So much potential water energy, so close to home

Missouri has more than 3,000 miles of rivers and Rajiv Mishra wants to use them to harness energy and decrease dependence on power currently derived from coal and nuclear plants.

Mishra thinks the ancient past and the modern present are converging in some ways. “In the past,” he says, “we prayed to the sun god, to the wind god and to the water god. Now we are back to that point.”
Mishra, former Curators’ Professor of materials science, is talking about the three primary sources of renewable energy that Mother Nature produces naturally. Unfortunately, the state of Missouri can’t really rely on getting as much wind and sun as some states. But what the state does have is plenty of water.
Though landlocked, Missouri has more than 3,000 miles of rivers. And the water in rivers flows predictably in one direction.
“Water that is flowing constantly has much more energy potential than wind because of higher power density,” says Mishra, who is now on the faculty of the University of North Texas.
The idea is to put systems resembling wind turbines in running water to produce the energy. This is called hydrokinetic energy, not to be confused with hydro-electric energy produced by dams, which rely on gravity to make electricity via water and generators.
Many big cities in the U.S. are located on major rivers, including Kansas City and St. Louis. Between the two cities, 90,000 cubic feet of water is flowing per second on average. Mishra thinks hydrokinetic energy should be used to help power both metropolitan areas and other towns on the state’s rivers.
Incidentally, Mishra says one study shows that 98 percent of fish that come in contact with the turbines would be fine.

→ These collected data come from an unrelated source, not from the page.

PR #753, opened 2015-09-04
Fixed guzzle version constraint

GrahamCampbell:
Without this fix, you're allowing ALL versions of guzzle 5.3 or greater, for example, guzzle 10.5.2 would be allowed by this version constraint.

### DIFF
--- a/composer.json
+++ b/composer.json
@@ -17,7 +17,7 @@
     },
     "require": {
         "php": ">=5.5",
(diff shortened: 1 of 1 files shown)


jeskew:
@GrahamCampbell can you squash out the first commit?

GrahamCampbell:
Meh, will create a new PR. CBA to clone the repo. Can do this from the web interface.

GrahamCampbell:
There you go: https://github.com/aws/aws-sdk-php/pull/755.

Several different designs for hydrokinetic systems are under development and are being tested on campus. The sizes will eventually depend on the volumes of water in a particular river.

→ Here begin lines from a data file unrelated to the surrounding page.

PR #756, opened 2015-09-05
Treat 200-coded error responses from S3 as retriable errors

jeskew:
S3 sometimes returns error with a status code of 200 (specifically their [copy operations](http://docs.aws.amazon.com/AmazonS3/latest/API/RESTObjectCOPY.html)). This PR would treat those as errors and retry the requests.

/cc @mtdowling

### DIFF
--- a/src/S3/AmbiguousSuccessParser.php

According to Joshua Rovey, assistant professor of mechanical and aerospace engineering and an investigator on the project, gauges are being embedded in the turbine blades as part of a monitoring system.
“With this technology, we can actively monitor the blade health as it evolves over time, significantly reducing operation and maintenance costs,” Rovey says.

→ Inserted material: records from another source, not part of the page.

PR #760, opened 2015-09-11
Feature/annotate clients

jeskew:
This PR adds back the "@method" annotations that powered autocomplete and static analysis in v2.

/cc @mtdowling


build/PhpFileLinterTrait.php
```diff
@@ -0,0 +1,48 @@
+<?php
+
+trait PhpFileLinterTrait
+{
+
```
mtdowling: Extra new line

build/PhpFileLinterTrait.php
```diff
@@ -0,0 +1,48 @@
+<?php
+
```
mtdowling: Should this be marked `@internal`?

build/PhpFileLinterTrait.php
```diff
@@ -0,0 +1,48 @@
...
+     * @param string $path
+     *
+     * @return bool
+     */
+    private function lintFile($path)
+    {
+        static $linter;
+
+        if (empty($linter)) {
+            $linter = !empty(opcache_get_status(false)['opcache_enabled']) ?
```
mtdowling: ? on the next line

build/annotate-clients.php
```diff
@@ -0,0 +1,43 @@
+<?php
+
```
mtdowling: This file should at least have a comment to describe what it does and the usage.

build/annotate-clients.php
```diff
@@ -0,0 +1,43 @@
...
+$options = getopt('', ['class:', 'tag:', 'all']) + ['class' => [], 'tag' => []];
+
+array_walk($options, function (&$value) {
+    if (!is_array($value)) {
+        $value = [$value];
+    }
+});
+
+if (isset($options['all'])) {
+    $options['class'] = array_values(array_map(function (array $manifest) {
```
mtdowling: What is this code doing? Are you supposed to pass in the classes to update as an argument?

build/ClientAnnotator.php
```diff
@@ -0,0 +1,207 @@
...
+            $docLines []= ' *';
+        }
+
+        // append API @method annotations
+        $docLines = array_merge($docLines, array_map(function (array $op) {
+            return " * @method {$op['return']} {$op['signature']} {$op['doc']}";
+        }, $this->getMethodAnnotations()));
+
+        // add back the closing line
+        $docLines []= $lastLine;
```
mtdowling: Space between variable and array push token

build/ClientAnnotator.php
```diff
@@ -0,0 +1,207 @@
...
+        }
+
+        return $endpoint;
+    }
+
+    private function getDefaultDocComment()
+    {
+        return <<<EODC
+/**
+ * This client is used to interact with the **{$this->getApiDefinition()['metadata']['serviceFullName']}** service.
```
mtdowling: Can this just become something much simpler like: `{$this->getApiDefinition()['metadata']['serviceFullName']} client`

build/ClientAnnotator.php
```diff
@@ -0,0 +1,207 @@
...
+        $lastLine = array_pop($docLines);
+
+        // add a padding line if needed
+        if (' *' !== end($docLines)) {
+            $docLines []= ' *';
+        }
+
+        // append API @method annotations
+        $docLines = array_merge($docLines, array_map(function (array $op) {
+            return " * @method {$op['return']} {$op['signature']} {$op['doc']}";
```
mtdowling: What's the motivation for adding the description of the method in the method annotation? It adds a lot of extra weight to each client? I'm not even sure where this text would show up in the editor. I'd prefer the doc be used for just listing which versions of an API the method is compatible with.

mtdowling:
How does this affect documentation generation?

jeskew:
@mtdowling The new annotations don't end up in the docs.

Makefile
```diff
@@ -92,6 +92,14 @@ compile-json:
 	php -dopcache.enable_cli=1 build/compile-json.php
 	git diff --name-only | grep ^src/data/.*\.json\.php$ || true
 
+annotate-clients: clean
+	php -dopcache.enable_cli=1 build/annotate-clients.php --tag=latest
```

Working with Mishra and Rovey are K. Chandrashekhara, Curators’ Professor of mechanical and aerospace engineering; Xiaoping Du, associate professor of mechanical and aerospace engineering; Arindam Banerjee, assistant professor of mechanical and aerospace engineering; Jonathan Kimball, assistant professor of electrical and computer engineering; a post-doctoral student and 10 other S&T students, including two undergraduates. The research is funded by the Office of Naval Research.